一方、当の晶はと言えば、どこか難しそうな顔をしたまま――とは言っても、ある程度彼女と親しくなければ見分けがつかないほどの変化である――何かを考えている様子を見せていたが、やおらすっくと立ち上がる。
「あら?どうしたの晶」
きょとんとした顔の沢近と美琴、そしてまだあたふたとしている天満に向かって一言。
「――早退」
は?、と三人の声が思わずそろうが、そんなことはどこ吹く風、といった様子で鞄に教科書を詰め直す。
「ちょっ、待ちなさいよ! 何よいきなり……大体理由は何なのよ、理由は」
思わずそのまま見送りそうになったところを、どうにか気を取り直して尋ねる沢近。対する晶は、そうね、と小さく呟いてから。
「……頭痛?」
「疑問形はねーだろ、いくらなんでも」
お約束のようにきっちりツッコんだ美琴もスルーして、それじゃ、と片手を上げて出て行こうとする――その背中に。
「晶ちゃん!」
それまで右往左往していた天満が、ガタン、と椅子を鳴らして勢いよく立ち上がる。
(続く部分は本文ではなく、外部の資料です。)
PR #179, opened 2019-06-25
fix: Simple fix in test of equality comparison

tbarlow12:
Discovered this small bug in the test. Overloading the variable name `masterKey`, using `result` instead.

### DIFF
--- a/src/services/functionAppService.test.ts
+++ b/src/services/functionAppService.test.ts
@@ -107,8 +107,8 @@ describe("Function App Service", () => {
 
   it("gets master key", async () => {
     const service = createService();
-    const masterKey = await service.getMasterKey();
-    expect(masterKey).toEqual(masterKey);
+    const result = await service.getMasterKey();
+    expect(result).toEqual(masterKey);
 
   });
 


src/services/functionAppService.test.ts
```diff
@@ -107,8 +107,8 @@ describe("Function App Service", () => {
 
   it("gets master key", async () => {
```
mydiemho: suggestion: rename test description to start with `should/should not`

src/services/functionAppService.test.ts
```diff
@@ -107,8 +107,8 @@ describe("Function App Service", () => {
...
     const service = createService();
-    const masterKey = await service.getMasterKey();
-    expect(masterKey).toEqual(masterKey);
+    const result = await service.getMasterKey();
```
mydiemho: nit: I would call this `actualMasterKey`

src/services/functionAppService.test.ts
tbarlow12: will do

src/services/functionAppService.test.ts
tbarlow12: will do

右手を胸元でぎゅっと握りしめ、表情に浮かべているのは不安の色。どこか尋常ではないその様子に、晶も足を止めて振り返る。
「どうしたの? 塚本さん」
落ち着いたその声を聞いて、我に返った様子で口ごもる天満。沢近や美琴からも訝しげな視線を向けられ、取り繕ったような笑顔を浮かべて言う。
「……えっと、月曜日にはまた会える……よね」
「――うん、そうだね」
何故そんなことを訊かれたのか分からなかったのか、一拍の間を置いてからそう答え、今度こそ教室を出ていく晶。それを見送ってから、ふう、と大きく息をついて席に着く天満。その表情はやはりまだ暗い。
「塚本、どうかしたのか?」
気遣うような美琴の声に、しばらく迷うような気配を見せていた天満が、あのね、と今朝の出来事について話し始める。
「――っていうことがあったんだけど……」
「……そりゃまあ珍しい気もするけどさ、それぐらい別に普通だろ?」
首を捻る美琴に、そうなんだけど、と自信なさそうにする天満だったが、それで、と沢近に促されて続ける。
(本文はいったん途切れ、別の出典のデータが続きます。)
PR #180, opened 2019-06-26
Fixes issue where compile errors are not caught during build steps

wbreza:
- Fixes missing import statements in MockFactory
- Adds new CI step to confirm TypeScript compile succeeds before running tests.


.travis.yml
```diff
@@ -26,17 +28,23 @@ install:
 
 jobs:
   include:
+    - stage: compile
+      name: "TypeScript compiler for Node"
+      node_js:
```
mydiemho: this is not running `node 10` anymore

.travis.yml
```diff
@@ -26,17 +28,23 @@ install:
 
 jobs:
   include:
+    - stage: compile
+      name: "TypeScript compiler for Node"
+      node_js: 
+        - "8"
+        - "10"
+      script: 
+        - npm run compile
```
mydiemho: do you just want to compile before running unit tests?

.travis.yml
wbreza: What is the correct syntax to run on both?

wbreza: Figured it out - reverted most of what i had and just added the compile in the existing stage.

wbreza:
@mydiemho Please take a second look. Thanks!

package.json
```diff
@@ -14,8 +14,9 @@
     "test": "jest",
     "test:ci": "npm run test -- --ci",
     "test:coverage": "npm run test -- --coverage",
+    "compile": "tsc",
     "prebuild": "shx rm -rf lib/ && npm run test",
-    "build": "tsc"
+    "build": "npm run compile"
```
mydiemho: is this just for backward compatibility?  seem redundant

「そのときはなんだかちょっと様子が変だな、って思っただけだったんだけど」
さっきの晶ちゃんは、とそこで一度言いよどむ。
「――さっきの晶ちゃん、何処か遠くに行っちゃうような気がして」
そう口にした後で、でもそんなわけないよね、と笑ってみせる天満。
けれど。
「それはさすがに考え過ぎかもしれないわね。でも」
「でも?」
「正直、あんな晶を見たのは私も初めてよ。何かあるのは確かね」
いつになく真剣なその表情に、へえ、と驚いてみせる美琴。
「何よ、その反応は」
「悪い。そういう見るとこ見てるってやつ、お前にしちゃ珍しい、って思ってね」
「……私もこれで一応、あの子との付き合いも長いのよ。さすがにそれくらいは、よ」
少し照れたような表情を見せる沢近に微笑んでから、で、どうすんだ、と話を戻す美琴。
「そうね……別に何もなければいいけど……」
そう言って少し考えてから、あなたさっき月曜日、って言ったわよね、と天満に話を振る。
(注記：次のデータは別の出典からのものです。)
PR #1403, opened 2022-08-16
feat(avatars): add status label

Francois-Esquire:
## Description

This PR adds a new prop `statusLabel` to the `Avatar` component.

## Detail

The `useText` hook is used as the main source of managing the the status label. There is a default text applied that emphasizes the use case when pronunciation is taking place, which could use a language review.

- an addition to our test utils adds `getByGardenId` and `getAllByGardenId` to make it easier to select nested elements.

## Checklist

      designer as a reviewer)~


jgorfine-zendesk (changes requested):
Hey @Francois-Esquire — I took an initial pass at testing the Avatar status labels with VoiceOver, on Safari, via the staging deployment. 

**tl;dr:** All but the "Active" status labels are being announced as expected, and the AC related to reading order currently isn't being met. 

# Recordings

## Available

https://user-images.githubusercontent.com/93289772/185233099-6725477f-a98b-43f7-a775-099820532b29.mov

## Away

https://user-images.githubusercontent.com/93289772/185233202-913ceb78-f3f3-48dd-99d0-8f6381522b99.mov

## Transfers

https://user-images.githubusercontent.com/93289772/185233478-e7a6e87b-389d-4505-90c5-1def58392ea1.mov

## Offline

https://user-images.githubusercontent.com/93289772/185233546-67f83404-5a65-496c-a76a-ba378aeef3a5.mov

## Active (with badge)

https://user-images.githubusercontent.com/93289772/185233949-db74e627-1677-49f5-bc1d-dd40db075e14.mov

# Notes & observations 

## "Empty group" announcement

When I tested all of the statuses, VoiceOver announced the text label, and then added the words "empty group" at the end. Turns out this is [a known bug](https://webaim.org/discussion/mail_thread?thread=10200) that sometimes arises in Safari, when one has added an `aria-label` to a `<div>`.

The workaround for this is to move the contents of the `aria-label` into a visually-hidden `<span>` inside of the `<div>`:

Screenshot of Safari DevTools demonstrating a visually-hidden span element

After making this change, VoiceOver no longer says anything about an "empty group":

https://user-images.githubusercontent.com/93289772/185235425-fc576f81-424b-4d88-8160-3b4bfbc2340a.mov

## "Active" status hiccups

### Label bug

- Status is being read as "undefined"
- Missing the words "0 notifications"

It's worth noting that I wasn't able to test this status in isolation, like I was with the others:

https://user-images.githubusercontent.com/93289772/185232696-5808c120-50e3-4cd7-8995-1ef76864d718.mov

### CSS bug

When I first applied the badge to the Avatar, I noticed that the number (0) was not centered within the red circle:

https://user-images.githubusercontent.com/93289772/185232164-6143b06f-9b70-4623-b74e-3c1d37ef517f.mov

## Image element missing alt text & figure element missing caption

Per the AC on this ticket, I was expecting to hear the alt text for the Agent's image to be read out before the status. Turns out it's currently missing that alt text:

Screenshot of Safari DevTools demonstrating Avatar image tag with missing alt text

I noticed, also, that the `<figure>` element wrapping both the image and the status is missing a `<figcaption>`, which could provide useful context to the user. 

If we were to add both image alt text and a figure caption, the overall reading experience could sound something like this:

https://user-images.githubusercontent.com/93289772/185235668-a37e4284-92e7-403a-af6f-a5b20e0dfdbc.mov

Francois-Esquire:
@jgorfine-zendesk thank you for the comprehensive review!
- For the "group" being pronounced in Safari, I've added an update to address this.
- For the image alt text, this is an enhancement we can make in Storybook and was done in the most recent update.
- For the active status not being read out, it would be ideal to wait for #1402 to make it in (if it is accepted) to see the changes reflect. In the meantime, you can try toggling "Strict mode" when switching between statuses
Screen Shot 2022-08-19 at 5 02 02 PM

packages/avatars/src/styled/StyledSRSpan.ts
```diff
@@ -0,0 +1,31 @@
...
+  margin: -1px;
+  border: 0;
+  padding: 0;
+  width: 1px;
+  height: 1px;
+  clip: rect(1px, 1px, 1px, 1px);
+  clip-path: inset(50%);
+  overflow: hidden;
+  white-space: nowrap;
+`;
```
Francois-Esquire, line 27: I may have missed if/where we handle an `sr-only` element so I've included this in the meantime.

utils/test/garden-test-utils.tsx
```diff
@@ -37,10 +37,23 @@ RtlProvider.propTypes = {
...
+  const results = render(ui, options);
+
+  return {
+    ...results,
+    getByGardenId: (id: string, container?: HTMLElement) => {
+      return (container || results.container).querySelector(`[data-garden-id="${id}"]`);
+    },
+    getAllByGardenId: (id: string, container?: HTMLElement) => {
+      return (container || results.container).querySelectorAll(`[data-garden-id="${id}"]`);
+    }
```
Francois-Esquire, line 50: The two selectors were helpful in making the tests easier to work with when selecting Garden elements - it is by no means necessary nor is it the appropriate PR to include this, happy to remove from this PR.

jzempel: The preferred mechanism is to add a `data-test-id` which gets stripped during build. Grep for details.

packages/avatars/src/elements/Avatar.tsx
```diff
@@ -64,8 +81,10 @@ const AvatarComponent = forwardRef<HTMLElement, IAvatarProps>(
             foregroundColor={foregroundColor}
             surfaceColor={surfaceColor}
           >
+            <StyledSRSpan>{label}</StyledSRSpan>
```
jzempel, line 84: For consistency, prefer a `data-test-id` here to be used in `.spec`.

jzempel (changes requested):

utils/test/garden-test-utils.tsx
hzhu: Another alternative is to query the element in an [accessible way](https://testing-library.com/docs/queries/about#priority). In areas where `getByGardenId` is used, the `getByText` could be used instead. If a [label](https://html.spec.whatwg.org/multipage/forms.html#the-label-element) was rendered, then the `getByLabelText` query could be used. For example,

```jsx
it('renders with badge and with a provided status label', () => {
  const { getByText } = render(
    <Avatar badge="2" statusLabel="two notifications">
      <img alt="lorem ipsum" />
    </Avatar>
  );

  const statusText = getByText("two notifications");

  expect(statusText).toBeInTheDocument();
});
```

There's also a bunch other accessible query functions like `getByRole`, `getByAltText`, and `getByTitle` ♿ .

jzempel: Yeah, even better ☝️. Thanks @hzhu.

packages/avatars/src/elements/Avatar.tsx
jzempel: Henry's suggestion is preferable.

packages/avatars/src/styled/StyledSRSpan.ts
jzempel: I have some CodeSandbox evidence that adding `role="img"` along with `aria-label` to the `<div>` surrounding the SVG is going to yield preferable results. And I think it falls better in line with a11y [recommendations](https://developer.mozilla.org/en-US/docs/Web/Accessibility/ARIA/Roles/img_role). Let's pair up on this, if necessary.

packages/avatars/demo/stories/AvatarStory.tsx
```diff
@@ -22,11 +22,13 @@ export const AvatarStory: Story<IArgs> = ({ children, type, ...args }) => (
   <Avatar
     {...args}
     backgroundColor={args.backgroundColor || (type === 'image' ? undefined : PALETTE.kale[800])}
+    // for useText - avoids throwing when first inputting text arg passed as an empty string
+    statusLabel={args.statusLabel || args.status}
```
jzempel, line 26: This is not preferable, because it masks the dev console warning and expected error. Similar to other components, we want to prove these can happen, as expected, in Storybook. Therefore, these lines can be removed.

At this time, Storybook users are expected to know how to click "Refresh controls" or refresh the URL to get back to a valid state.

jzempel (changes requested):

packages/avatars/src/styled/StyledSRSpan.ts
Francois-Esquire: I think this works better for the actual experience. I have updated.

packages/avatars/demo/stories/AvatarStory.tsx
Francois-Esquire: I disagree - the `Avatar` story is not about testing the effects of the `useText` when providing an empty string. That will happen with usage of the component. For non-developers and new users to Garden, this can be a point of confusion.

Francois-Esquire: Per offline conversation, we will remove this in favor of enhancing in the future.

packages/avatars/src/elements/Avatar.tsx
```diff
@@ -42,6 +43,22 @@ const AvatarComponent = forwardRef<HTMLElement, IAvatarProps>(
...
+
+        statusMessage = `active. ${
+          count > 0 ? `${count} notification${count > 1 ? 's' : ''}` : 'no notifications'
+        }`;
+      }
+
+      return `status: ${statusMessage}`;
+    }, [computedStatus, badge]);
+
+    const statusLabel = useText(AvatarComponent, props, 'statusLabel', defaultStatusLabel);
```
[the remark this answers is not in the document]
Francois-Esquire: I updated to make `statusLabel="status"` when no status is active.

jzempel (approved):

「うん。さっきちらっと中が見えちゃってね、待ち合わせが明日っていうのだけは確かだよ」
時間と場所は分からないけど、と申し訳なさそうに答える天満。
「それだけ分かってれば十分よ――よし」
「よし、ってお前まさか……」
そのまさかよ、と事も無げに答えてから、いい、と言葉を続ける沢近。
「さっきも言ったけどね、何でもなければそれでいいの。でもね、あれはどう考えたって普通の反応じゃないでしょう?」
「まあ、そうだな」
頷く美琴に、でしょう、と確認をとってから、今度は天満の方を見やる。
「それに、天満も時々鋭いところがあるし、ね」
「愛理ちゃんありがとう!」
その言葉を聞いて、思わず沢近に抱きつく天満。
「きゃっ! もう天満、やめてよ!」
口調とは裏腹に、どこか嬉しそうな様子を見せながら、それであなたはどうするの、と美琴に尋ねる沢近。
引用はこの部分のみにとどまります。